* [WORK TASK]: Report each line of the data that contains the string "lorenzo".

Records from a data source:
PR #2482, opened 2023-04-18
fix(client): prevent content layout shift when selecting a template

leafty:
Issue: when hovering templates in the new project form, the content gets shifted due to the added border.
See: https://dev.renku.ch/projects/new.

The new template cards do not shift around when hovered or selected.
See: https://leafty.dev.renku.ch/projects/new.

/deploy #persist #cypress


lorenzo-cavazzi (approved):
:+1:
* * *
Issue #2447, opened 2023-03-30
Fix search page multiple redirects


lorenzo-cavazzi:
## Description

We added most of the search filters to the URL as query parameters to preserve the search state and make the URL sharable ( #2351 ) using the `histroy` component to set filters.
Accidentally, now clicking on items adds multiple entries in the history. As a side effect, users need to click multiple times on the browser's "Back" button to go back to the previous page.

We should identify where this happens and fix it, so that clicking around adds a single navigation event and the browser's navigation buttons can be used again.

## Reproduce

* [SOLUTION TO THIS TASK]:
lorenzo-cavazzi (approved):
lorenzo-cavazzi:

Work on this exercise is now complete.